**Supplied material:**

PR #1190, opened 2022-05-06
Document why we cannot set the key for mosh-server.

vi:
Related to #1189.


achernya:
I'm not sure this is worth going in the manpage -- this is true of all cryptosystems.

eminence:
I'm also inclined to think that we don't need to document this in the manpage.  As far as I can recall, this isn't a common question that we see.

**Problem description:**
Only the lines containing the word "this" should be returned from the data above.

**Task response:**
I'm not sure this is worth going in the manpage -- this is true of all cryptosystems.
I'm also inclined to think that we don't need to document this in the manpage.  As far as I can recall, this isn't a common question that we see.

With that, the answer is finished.